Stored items
+---+
PR #932, opened 2026-06-20
fix(operations): reverse periodic-curve parameterization for reversed extrude edges

andymai:
## What

Follow-up to #930 (the reversed-edge limitation it documented). Extrude's translated **top** edge was built with wire-traversal-order vertices but a curve from `translate_edge_curve` that keeps the bottom edge's **stored** parameterization. For an edge used reversed in its wire those disagree:

- a periodic curve (ellipse/circle) resolves to the **complementary sub-arc** via `domain_with_endpoints`, and
- a NURBS curve's endpoints no longer match the stored vertices.

The swept side then sweeps the wrong arc — the reversed half-ellipse came out **98.33 vs 65.45**.

## Fix

Add `reverse_edge_curve` (flip `normal`+`v_axis` for circle/ellipse so `project` → `-θ`; reverse control net, weights, and mirrored knots for NURBS) and apply it to the translated top curve when the source edge is reversed. **No-op for forward edges**, so the common path (all gridfinity profiles, every existing test) is byte-identical.

Single fix site: the shared `extrude_wire_vertices_with` top-edge loop (covers both outer and inner wires).

## Verification

- Un-ignores `extrude_half_ellipse_reversed_edge_volume` (now passes) + adds `extrude_half_circle_reversed_edge_volume`.
- Full `brepkit-operations` suite green (704 passed, 0 failed); clippy clean.
- Forward path unchanged (guarded by `is_forward()`).

Closes the reversed-edge follow-up tracked from #930.

### DIFF
--- a/crates/operations/src/extrude.rs
+++ b/crates/operations/src/extrude.rs
@@ -353,7 +353,16 @@ fn extrude_wire_vertices_with(
     for i in 0..n {
         let next = (i + 1) % n;
         let bottom_curve = topo.edge(edge_ids[i])?.curve().clone();
-        let top_curve = translate_edge_curve(&bottom_curve, offset)?;
+        let mut top_curve = translate_edge_curve(&bottom_curve, offset)?;
+        // The top edge's stored vertices (top_verts[i], top_verts[next]) follow
+        // wire-traversal order. For a reversed edge those are swapped relative
+        // to the curve's parameterization, so a periodic curve (ellipse/circle)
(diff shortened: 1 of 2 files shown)


andymai:
Addressed the 4/5 finding: added `extrude_half_disc_reversed_nurbs_edge_volume` (8953911) — a reversed NURBS half-disc profile now guards the NURBS arm of `reverse_edge_curve`, matching the Circle/Ellipse volume regressions.

PR #936, opened 2026-06-20
fix(math): bounded oblique plane-cone conic (was unbounded both-nappe sweep)

andymai:
## What

`exact_plane_cone` only handled the perpendicular (Circle) case. The oblique fallback (`sample_plane_cone`) accepted any `|v| <= 100`, so it swept the **unbounded double-napped infinite cone** — including the phantom `v<0` nappe and points running toward the asymptote — and returned a garbage `Points` chain.

Probe on a real oblique cut (45° cone, steep plane → hyperbola):
- before: `Points n=63, z=[3.66, 28.37], max_cone_err=24.9, wrong_nappe=29`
+---+
• [Your task]: For each line of the data that includes the word "offset", return a copy of it.

• [Task answer]:
-        let top_curve = translate_edge_curve(&bottom_curve, offset)?;
+        let mut top_curve = translate_edge_curve(&bottom_curve, offset)?;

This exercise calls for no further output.